期刊
CIRCULATION JOURNAL
卷 83, 期 4, 页码 718-+出版社
JAPANESE CIRCULATION SOC
DOI: 10.1253/circj.CJ-18-1088
关键词
Akt; Heat shock factor 1; Heat shock protein 70; Kv1.5; Uric acid
资金
- Japan Society for the Promotion of Science [18K08074]
- Gout Research Foundation
- Grants-in-Aid for Scientific Research [18K08074] Funding Source: KAKEN
Background: Intracellular uric acid is known to increase the protein level and channel current of atrial Kv1.5; however, mechanisms of the uric acid-induced enhancement of Kv1.5 expression remain unclear. Methods and Results: The effects of uric acid on mRNA and protein levels of Kv1.5, as well as those of Akt, HSF1 and Hsp70, in HL-1 cardiomyocytes were studied by using qRT-PCR and Western blotting. The uptake of uric acid was measured using radio-labeled uric acid. The Kv1.5-mediated channel current was also measured by using patch clamp techniques. Uric acid up-taken by HL-1 cells significantly increased the level of Kv1.5 proteins in a concentration-dependent manner, with this increase abolished by an uric acid transporter inhibitor.
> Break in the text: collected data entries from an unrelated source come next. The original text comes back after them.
PR #1260, opened 2021-11-25
Add (basic) support for QUICv2

IvanNardi:
See: https://datatracker.ietf.org/doc/html/draft-ietf-quic-v2-00


IvanNardi:
This low-level encryption stuff is not my area of expertise, but the unit tests are OK and the client works fine with the server (using `picoquicdemo`)
Two big issues:
* is that the best/simplest  way to "pass around" the tls labels (depending on the version)?
* main point: what about the labels used for the server tickets? I didn't find any reference to them in the QUIC RFCs, and since the tickets are used only by the server, I **think** that we can use any label. If that is not the case, probably this entire MR might be dropped...

TODO:
* extend unit tests
* how v2 works with VN?

huitema:
Thanks for the PR. This is the Thanksgiving weekend here, I will not be able to properly review this for a couple of days. On the "ticket encryption" part, yes this is purely local to the server, There is no need to do anything specific to a QUIC version.

IvanNardi:
> Thanks for the PR. This is the Thanksgiving weekend here

I forgot, sorry! Happy Thanksgiving.

huitema (approved):
Looks good. Thank you for the PR.

PR #1264, opened 2021-12-03
Include chosen version in client's other list.

### LINKED ISSUE #1263: VN: missing Chosen Version in the Client-Sent Other Versions list
It seems that the, in the TP sent by the client, the Chosen Version is not present in the Other Versions list.
According to the Editor Copy of the draft:
```
Note that the version in the Chosen Version field MUST be included in this list to allow the client to communicate the chosen version's preference
```
Am I missing something?

Screenshot from 2021-12-03 15-55-06

huitema:
Close #1263


IvanNardi (approved):
It works, thanks!
Now updating from 1 to 0xFF020000 works with `picoquicdemo` -> mwe.org:443, AFAIK

PR #532, opened 2023-03-10
Automatically generate `ignore_for_file: type=lint` 

### LINKED ISSUE #270: Help people generating ignores. Perhaps generate them by default.
See https://github.com/dart-lang/pana/issues/1011

mannprerak2:
Closes #270 

- Automatically generate `ignore_for_file: type=lint` if not specified in the preamble.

Uric acid slowed degradation of Kv1.5 proteins without altering its mRNA level. Uric acid enhanced phosphorylation of Akt and HSF1, and thereby increased both transcription and translation of Hsp70; these effects were abolished by a PI3K inhibitor. Hsp70 knockdown abolished the uric acid-induced increases of Kv1.5 proteins and channel currents. Conclusions: Intracellular uric acid could stabilize Kv1.5 proteins through phosphorylation of Akt and HSF1 leading to enhanced expression of Hsp70.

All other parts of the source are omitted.